_WHAT TO WORK ON:_ Print exactly the lines below between the line holding "Pewtro: The only" and the line holding "Other than the", inclusive, and nothing more.

== Segment start ==

PR #5243, opened 2022-10-25
WOTLK: Updating Food Checker

TJMoats:
I've added all of the foods for Wotlk classic, and modified the suggestions to recommend other food when the food is objectively better.

<details>
<summary>No Food</summary>

iXqGvM5
</details>

<details>
<summary>Low Tier Food</summary>

WGq7f6I
</details>

<details>
<summary>Debug Mode</summary>

1sOPSP6
</details>


src/common/ITEMS/classic/others.ts
```diff
@@ -0,0 +1,6 @@
+import { itemIndexableList } from 'common/ITEMS/Item';
```
TJMoats, line 1: I left this in more as a "this is how you can add additional items to classic". We can remove the other item list if anyone feels strongly about it, but I felt that leaving this here sets up a pattern for others to follow.

src/common/ITEMS/index.ts
```diff
@@ -33,6 +34,7 @@ const ITEMS = {
     SHAMAN,
     WARLOCK,
     WARRIOR,
+    CLASSIC
```
TJMoats, line 37: I didn't bother breaking the classic item list into its own module like we did for the spell list. There isn't any overlap in ID's for items that I know of, so I didn't see any value of doing so for the classic items. There may be an argument for optimization, but we aren't adding very many items in classic for now.

kfinch (approved):

PR #5245, opened 2022-10-25
WOTLK: Updating Potion Recommendations

TJMoats:
<details>
<summary>With Potion Use</summary>

f09SJbW
</details>
<details>
<summary>Without Potion Use</summary>

JaPDnJC
</details>

PR #5247, opened 2022-10-25
WOTLK: Adding Priest Spell Defs

TJMoats:
Should be merged after https://github.com/WoWAnalyzer/WoWAnalyzer/pull/5245


src/parser/shared/modules/StatTracker.ts
```diff
@@ -671,16 +671,16 @@ class StatTracker extends Analyzer {
       if (returnRatingForNextPercent) {
         //Returns the rating needed for 1% at current rating levels
         return (
-          (baselineRatingPerPercent / (1 - penaltyThresholds[idx - 1].penaltyAboveThis) / coef) *
+          (baselineRatingPerPercent / (1 - (penaltyThresholds[idx - 1].penaltyAboveThis || 0)) / coef) *
```
TJMoats: Negative index crashes this. I think that at index of 0, it should be 0, but I don't know enough about this module to know if this will break things.

Pewtro: How are you getting negative index here

Pewtro: Also to be clear, this function cannot be used at all for anything wotlk

Pewtro: The only way to get a negative index there is if a player had below 0% of a given secondary/tertiary from rating, which shouldn't be possible

TJMoats: It was crashing on this log: 

https://dragonflight.wowanalyzer.com/report/Ntvc2rAQ3TFL4k1K/56-Normal+Sartharion+-+Kill+(5:41)/Tolario/disc/character

Looking at the code, I'm not sure exactly what the root cause was.

I'll work on making this page more WOTLK friendly when I get a chance.

Pewtro: If wotlk logs are using the stattracker they will never be accurate. That is strictly tied to retail stats and using the diminishing returns sytem in place from Shadowlands and onwards

TJMoats: I reverted this in favor of just removing the stats bit from the character page. My linter is changing some of the logs on that file though.

Pewtro: Is your formatter setup differently than the projects? even if I force format the file, I don't get any changes

Pewtro:
Other than the weird formatting in stattracker, seems fine. 
You might wanna change the date in the changelog though ;)

Pewtro (approved):

TJMoats:
> You might wanna change the date in the changelog though

Uhhh, am I missing something there? 

`change(date(2022, 10, 25), 'Defining more priest spells', Khadaj),`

== Segment end ==

_ANSWER SECTION:_
Pewtro: The only way to get a negative index there is if a player had below 0% of a given secondary/tertiary from rating, which shouldn't be possible

TJMoats: It was crashing on this log: 

https://dragonflight.wowanalyzer.com/report/Ntvc2rAQ3TFL4k1K/56-Normal+Sartharion+-+Kill+(5:41)/Tolario/disc/character

Looking at the code, I'm not sure exactly what the root cause was.

I'll work on making this page more WOTLK friendly when I get a chance.

Pewtro: If wotlk logs are using the stattracker they will never be accurate. That is strictly tied to retail stats and using the diminishing returns sytem in place from Shadowlands and onwards

TJMoats: I reverted this in favor of just removing the stats bit from the character page. My linter is changing some of the logs on that file though.

Pewtro: Is your formatter setup differently than the projects? even if I force format the file, I don't get any changes

Pewtro:
Other than the weird formatting in stattracker, seems fine. 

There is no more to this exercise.